In web scraping, mastering the find() method is crucial for accurately extracting only the necessary data from the entire HTML.
By combining not just simple tag name searches but also id and class attributes, or by searching further down the hierarchy from retrieved elements, you can handle complex web pages.
Here, using the HTML structure of a movie review site as an example, I will explain three main patterns to pinpoint the desired elements.
Executable Sample Code
The following code is a script that extracts the “Movie Title,” “Featured Section,” “Rating Score,” etc., from an HTML string using various conditions.

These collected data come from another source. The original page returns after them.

PR #157, opened 2019-09-25
add cmek to some gcs plugins

yaojiefeng:
Add CMEK support for PubSub, GCS and bigquery, these plugins still pending test

### DIFF
--- a/src/main/java/io/cdap/plugin/gcp/bigquery/sink/AbstractBigQuerySink.java
+++ b/src/main/java/io/cdap/plugin/gcp/bigquery/sink/AbstractBigQuerySink.java
@@ -89,10 +89,12 @@ public abstract class AbstractBigQuerySink extends BatchSink<StructuredRecord, A
       null : GCPUtils.loadServiceAccountCredentials(serviceAccountFilePath);
     String project = config.getProject();
     BigQuery bigQuery = GCPUtils.getBigQuery(project, credentials);
-    baseConfiguration = getBaseConfiguration();
+    String cmekKey = context.getArguments().get(GCPUtils.CMEK_KEY);
+    baseConfiguration = getBaseConfiguration(cmekKey);
     String bucket = configureBucket();
     if (!context.isPreviewEnabled()) {
-      BigQueryUtil.createResources(bigQuery, GCPUtils.getStorage(project, credentials), config.getDataset(), bucket);
+      BigQueryUtil.createResources(bigQuery, GCPUtils.getStorage(project, credentials), config.getDataset(), bucket,
+                                   cmekKey);
     }
 
     prepareRunInternal(context, bigQuery, bucket);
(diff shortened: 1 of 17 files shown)


src/main/java/io/cdap/plugin/gcp/bigquery/sink/AbstractBigQuerySink.java
```diff
@@ -187,9 +189,9 @@ protected abstract OutputFormatProvider getOutputFormatProvider(Configuration co
    *
    * @return base configuration
    */
-  private Configuration getBaseConfiguration() throws IOException {
+  private Configuration getBaseConfiguration(String cmekKey) throws IOException {
```
albertshau: key is nullable right?

src/main/java/io/cdap/plugin/gcp/bigquery/sink/BigQueryOutputFormat.java
```diff
@@ -381,15 +381,20 @@ private static TableReference getTableReference(Configuration conf) throws IOExc
...
       String query = generateQuery(tableRef);
       LOG.debug("Update/Upsert query: " + query);
 
       BigQuery bigquery = BigQueryOptions.getDefaultInstance().getService();
-      QueryJobConfiguration queryConfig = QueryJobConfiguration.newBuilder(query).setUseLegacySql(false).build();
+      QueryJobConfiguration queryConfig =
+        QueryJobConfiguration.newBuilder(query)
+          .setUseLegacySql(false)
+          .setDestinationEncryptionConfiguration(
+            com.google.cloud.bigquery.EncryptionConfiguration.newBuilder().setKmsKeyName(cmekKey).build())
```
albertshau, line 396: is the full class name required?

src/main/java/io/cdap/plugin/gcp/bigquery/util/BigQueryUtil.java
```diff
@@ -156,16 +160,18 @@ public static Configuration getBigQueryConfig(@Nullable String serviceAccountFil
...
-                                     String datasetName, String bucketName) throws IOException {
+                                     String datasetName, String bucketName,
+                                     @Nullable String cmekKey) throws IOException {
     Dataset dataset = bigQuery.getDataset(datasetName);
     Bucket bucket = storage.get(bucketName);
 
     if (dataset == null && bucket == null) {
       createBucket(storage, bucketName, null,
-                   () -> String.format("Unable to create Cloud Storage bucket '%s'", bucketName));
+                   () -> String.format("Unable to create Cloud Storage bucket '%s'", bucketName), cmekKey);
```
albertshau: it's easier to read these method calls if the cmekKey comes before the Supplier, so that the closure is the last argument and not in the middle

albertshau (commented):
minor comments.

Don't the GCS move and copy plugins need to be modified too?

src/main/java/io/cdap/plugin/gcp/bigquery/sink/AbstractBigQuerySink.java
yaojiefeng: Fixed

src/main/java/io/cdap/plugin/gcp/bigquery/sink/BigQueryOutputFormat.java
yaojiefeng: Yes, the load config uses a different `EncrptionConfiguration`, https://github.com/data-integrations/google-cloud/blob/77e98bc7f7d7630f2e8f113c986b140799458934/src/main/java/io/cdap/plugin/gcp/bigquery/sink/BigQueryOutputFormat.java#L241

yaojiefeng:
GCSCopy and GCSMove must have the destination exist, https://github.com/data-integrations/google-cloud/blob/release/0.13/src/main/java/io/cdap/plugin/gcp/gcs/StorageClient.java#L91, so it is not required to add cmek for them

albertshau (approved):

src/main/java/io/cdap/plugin/gcp/publisher/source/GCPCredentialsProvider.java
```diff
@@ -0,0 +1,86 @@
...
+      this.serviceAccountFilePath = serviceAccountFilePath;
+      return this;
+    }
+
+    public GCPCredentialsProvider build() {
+      return new GCPCredentialsProvider(serviceAccountFilePath);
+    }
+  }
+
+}
```
yaojiefeng: Missing new line

albertshau:
tested all the sources and sink with local runs as well as dataproc runs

from bs4 import BeautifulSoup
def main():
# HTML to be scraped (Assuming a movie review site)
html_doc = """
<html>
<body>
<header>
<h1>Movie Database</h1>
</header>
<div id="featured-content" class="highlight-box">
<h2>Inception</h2>
<div class="meta-data">
<span class="genre">Sci-Fi</span>
<span class="rating">Score: 9.8</span>
</div>
<p class="description">A thief who steals corporate secrets...</p>
</div>
<div id="sidebar">
<h2>Top Ranking</h2>
<ul>
<li class="rank-item">The Dark Knight</li>
<li class="rank-item">Interstellar</li>
</ul>
</div>
</body>
</html>
"""
# Create BeautifulSoup object
soup = BeautifulSoup(html_doc, "html5lib")

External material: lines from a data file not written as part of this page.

PR #154, opened 2026-06-23
geocoding: cached GeoNames intersection lookups ({{intersection}}) — takeover of #151

jfberry:
Takes over #151 (thanks @auisgold for the original port) and addresses the review feedback there. Keeps the OSM endpoint change (worldwide coverage) as agreed.

## What this adds
A `{{intersection}}` DTS field populated from GeoNames `findNearestIntersectionOSM` — the nearest street intersection (`"Street1 & Street2"`) for an alert's coordinates. Registered as a **common** field, so it's available on every DTS type.

## The headline fix: caching, shared with the geocoder
The original port did an **uncached, blocking** GeoNames request on the enrichment hot path for every webhook. This now shares the reverse-geocoder's pogreb cache.

pogreb is a single key-value store with no notion of tables, so the answer to "can it have more than one table?" is: **namespace the keys in the same DB**. Intersection entries live in the same on-disk pogreb file as addresses but under an `"isect:"` key prefix (`IntersectionCacheKey`), with their own in-memory layer — effectively a second logical table in one file. Pokestops/gyms are fixed coordinates, so the coord-rounded cache reaches near-100% hit rate after warm-up.

- **Negative caching:** a stable "no intersection here" is cached (so rural stops don't re-query forever); transient failures are **not** cached, so they retry on the next sighting.
- **Sharing:** when a reverse-geocode provider is configured, the cache is shared automatically. If geocoding is `none` there's no geocache to share, so intersection runs uncached (still concurrency-bounded) — `intersection_users` without a geocoder is the only uncached path.

## Other review corrections
- Reuse one `http.Client`; bound outbound calls with a semaphore so a cold cache can't exhaust the webhook worker pool (Go blocks a goroutine where PoracleJS's `await` yielded the event loop).
- Global `rand` instead of a per-call time-seeded source.
- HTTPS + `context`-with-timeout instead of a bare `http.Get`.
- Decode GeoNames' HTTP-200 error body (e.g. credit exhaustion) and log at **Warn** with the reason, instead of silently degrading to a sentinel.
- Return `""` consistently on every failure/empty path so templates can do `{{#if intersection}}`. **Note:** this diverges from PoracleJS, which returned the literal `"No Intersection"`; chose `""` to match this codebase's empty-on-failure geocoding convention.

## Plumbing the original PR was missing
- `intersection` in `commonFields` (`internal/api/dts_fields.go`) → advertised for every type by `/api/dts/fields/{type}`
- `DTS.md` location-fields table
- `[geocoding] intersection_users` in `config.example.toml`
- geocoding section of the online config-editor schema (`internal/api/config_schema.go`)

## Tests
- `cache_test.go`: intersection round-trip, negative cache (empty = hit), address/intersection namespace isolation
- `intersection_test.go` (httptest): street parsing, empty-on-no-streets, GeoNames error body, HTTP 500, success caching (1 HTTP call), negative caching, failures-not-cached, no-usernames no-op, timeout

Full gate green: `go build ./... && go vet ./... && go test -count=1 ./... && golangci-lint run ./...`

Closes #151.

### DIFF
--- a/DTS.md
+++ b/DTS.md
@@ -210,6 +210,7 @@ These fields are available in every template:
 | `neighbourhood` | string | Neighbourhood name |
 | `suburb` | string | Suburb name |
 | `flag` | string | Country flag emoji |
+| `intersection` | string | Nearest street intersection (`Street1 & Street2`) from GeoNames; empty when disabled (`[geocoding] intersection_users`) or none nearby |
 | `staticMap` | string | Static map tile image URL |
 | `staticmap` | string | *Deprecated* — alias for `staticMap` |
 | `imgUrl` | string | Primary icon URL |
--- a/config/config.example.toml
+++ b/config/config.example.toml
@@ -413,6 +413,12 @@ provider_url = ""                               # nominatim or photon URL, e.g. 
 # own template like "{{{streetName}}} {{streetNumber}}, {{{city}}}".
 forward_only = false                     # when true, disable reverse geocoding lookup
 cache_detail = 3                         # decimal places of lon/lat for caching (3 or 4 for 100x more detail)
+# intersection_users - list of GeoNames usernames (https://www.geonames.org)
+#   used to populate the {{intersection}} DTS field with the nearest street
+#   intersection. One is picked at random per uncached lookup to spread credit
+#   usage. Empty disables the feature. Results share the geocoding cache above,
+#   but each uncached lookup spends a GeoNames credit, so caching/credits apply.
+intersection_users = []
 # Styles for different times of day using tileservercache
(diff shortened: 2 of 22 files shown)


auisgold:
In order to use HTTPS, endpoint needs to be switched to https://secure.geonames.org/findNearestIntersectionOSMJSON instead. Other than that, everything seems to work fine.

jfberry:
Good catch — fixed in 1f8c69cf. Switched the default endpoint to `https://secure.geonames.org/findNearestIntersectionOSMJSON`; `api.geonames.org` doesn't answer over TLS, so the `https://` scheme needed the `secure.` host. Thanks for testing it end-to-end.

print("=== 1. Search by Tag Name Only ===")
# Retrieve the first <h1> tag in the page
h1_tag = soup.find("h1")
print(f"Site Title: {h1_tag.text}")
print("\n=== 2. Search by ID Attribute ===")

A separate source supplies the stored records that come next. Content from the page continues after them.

PR #161, opened 2026-07-14
feat(showcase): ingest, alert on, and describe pokestop-webhook showcases (Phase 1+2)

jfberry:
Implements **Phase 1** of the showcase design (`docs/superpowers/specs/2026-07-14-showcase-support-design.md`).

## Problem
Showcases (pokéstop contests) produced no correct alert. Verified against the Golbat source: the **`pokestop`** webhook carries the showcase *content* (`showcase_focus`, `showcase_expiry`, `showcase_rankings`) but **no `display_type`**; the **`invasion`** webhook fires with `display_type=9` but is a bare, content-less envelope. PoracleNG's showcase support keys on the invasion/`display_type>=7` path — so the content-rich pokéstop webhook was dropped into `ProcessInvasion` as a degenerate `grunt_type=0` invasion that matched nobody, and the content-less invasion webhook would render an empty card. Neither alone renders a showcase.

## Approach
Drive showcases from the `pokestop` webhook and **reuse the incident downstream** by synthesising `display_type=9`. **No new tracking type** — a showcase is an `/incident` rule (`grunt_type="showcase"`) in the existing `invasion` table, rendered by the `incident` template. (Structure decision + reversibility documented in the design doc.)

- **`ShowcaseWebhook`** parsing (`webhook/types.go`).
- **`routePokestop`** dispatches showcase, lure, and invasion **independently** (the pokéstop webhook is a multiplexed snapshot); a showcase-only stop no longer falls through the legacy invasion fallback.
- **`ProcessShowcase`** (`cmd/processor/showcase.go`): gate on `showcase_expiry > now` (Golbat never clears these fields, so stale showcases linger on lure/power-up fires — same class as the lure gate in #160); dedup on `(pokestop, expiry, rank-1 fingerprint)`; synthesise `display_type=9`; reuse the invasion matcher + incident enrichment/template.
- **Edit-mode** wired: `EditKey="showcase:<pokestop>:<expiry>"` + `OverrideCleanTTH=showcase_expiry`, reusing the raid-RSVP path. A contest first fires with an empty leaderboard then re-fires on rank-1 movement; with the edit bit, all fires edit one message in place.
- **Suppress** the content-less `display_type=9` invasion envelope in `ProcessInvasion` so it can't produce a duplicate empty card (kept as a safety net — operator couldn't confirm whether their scanner emits it).
- **`disable_showcase`** config toggle; `poracle-test showcase,{type,buddy}` wiring + testdata.

## Tests
- Routing dispatch via a recording mock (`receiver_test.go`): showcase-only → `ProcessShowcase` and **not** the invasion fallback; lure+showcase → both; real invasion unaffected.
- `showcaseActive` gate (future vs past/absent expiry) + `showcaseFingerprint` (rank-1 sensitive, `last_update`/rank-2 insensitive).
- `CheckShowcase` dedup (repeat state dedups; rank-1 change passes through; new contest passes through).
- Invasion suppression wiring.
- **Payoff verification** (`enrichment/invasion_test.go`): fed exactly what `ProcessShowcase` passes (gruntTypeID=0 + `showcase_rankings`), the enrichment populates `showcasePresent` + the translated top-3 leaderboard + winner.

Full gate green: `go build`, `go vet`, `go test -count=1 ./...`, `golangci-lint run ./...` (0 issues).

## Deliberately out of scope (per operator decisions, see doc)
- **Phase 2**: `showcase_focus` "what's featured" enrichment (translated type/pokémon/class names) + DTS fields + default template polish.
- Focus-based tracking filters (match-all only — no dedicated showcase structure yet, pending user feedback).


jfberry:
## Phase 2 added (focus enrichment)

Pushed the "what's featured" enrichment on top of Phase 1, so showcase alerts now describe the contest, not just the leaderboard.

- Parses `showcase_focus` (all 10 focus classes) → `showcaseFocusType` / `showcaseFocusCategory` (translated) / `showcaseFocusName` (translated value) / `showcaseFocusEmoji`.
- Focus classes enumerated in `util.json` `showcaseFocus`; category labels in translation (`showcase_focus_{type}`) — the data-driven pattern.
- **Value enums mapped explicitly from the game proto** (verified against `Golbat decoder/pokestop_showcase.go`), because two don't map by index:
  - `alignment` is **reversed** vs gamelocale (`ContestPokemonAlignmentFocusProto` 1=PURIFIED/2=SHADOW, but `alignment_1`=Shadow/`alignment_2`=Purified).
  - `generation` proto (`GEN8A=9` Hisui, `GEN9=10` Paldea) doesn't line up with the 1–9 gen numbering.
  - `class` = normal/legendary/mythic/ultra-beast (0–3); type/pokemon/family reuse existing keys.
- DTS field metadata + `DTS.md` docs; tests cover the alignment (purified/shadow) and generation (proto 10 → Paldea) mappings.

Design doc updated (Phase 1 + 2 done; only minor template polish left for Phase 3). Full gate green.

# Identify the tag with id="featured-content"
# Since IDs are unique within a page, this is optimal for accessing specific elements
featured_div = soup.find(id="featured-content")
# Display the content (tag structure) of the retrieved Tag object
# Using prettify() formats the output
print(f"Found Block:\n{featured_div.prettify().strip()[:100]}...")
print("\n=== 3. Search by Tag Name and Class Attribute ===")
# Retrieve <span> tag with class="rating"
# To distinguish from Python's reserved word 'class', the argument name is 'class_'
rating_span = soup.find("span", class_="rating")
print(f"Rating: {rating_span.text}")
print("\n=== 4. Narrowing Down Using Hierarchical Structure (Method Chaining) ===")
# First, retrieve the parent element (sidebar)
sidebar = soup.find(id="sidebar")
# Search for a child element (first li tag) inside the parent element
# This limits the scope compared to searching the entire document, preventing false positives
if sidebar:
top_rank = sidebar.find("li", class_="rank-item")
print(f"Top 1 Movie: {top_rank.text}")
if __name__ == "__main__":
main()
Explanation: How to Specify Search Conditions
1. Specifying by Tag Name
soup.find("h1")
This is the most basic search method. It returns the first element that matches the specified tag name.
2. Specifying by ID Attribute
soup.find(id="specific-id")
Since an id is a unique identifier within a page in HTML, it is suitable for pinpointing a specific location (such as a main content frame) in one shot.
3. Specifying by Class Attribute (Important)
soup.find("div", class_="some-class")
In Python, class is a reserved word for class definitions, so it cannot be used as an argument as is. Instead, use class_ with an underscore attached.
Also, by writing soup.find(class_="some-class") without specifying a tag name, you can search for elements with that class regardless of the tag type.
4. Re-searching from Retrieved Tag Objects
div = soup.find(id="container")
p = div.find("p")
The return value of the find() method is a Tag object, and this object itself also has a find() method.
By utilizing this, you can narrow down the search by “getting a specific area (parent element) and looking for a specific element (child element) inside it.” This is an effective technique to avoid retrieving incorrect elements when many identical tags exist on the page.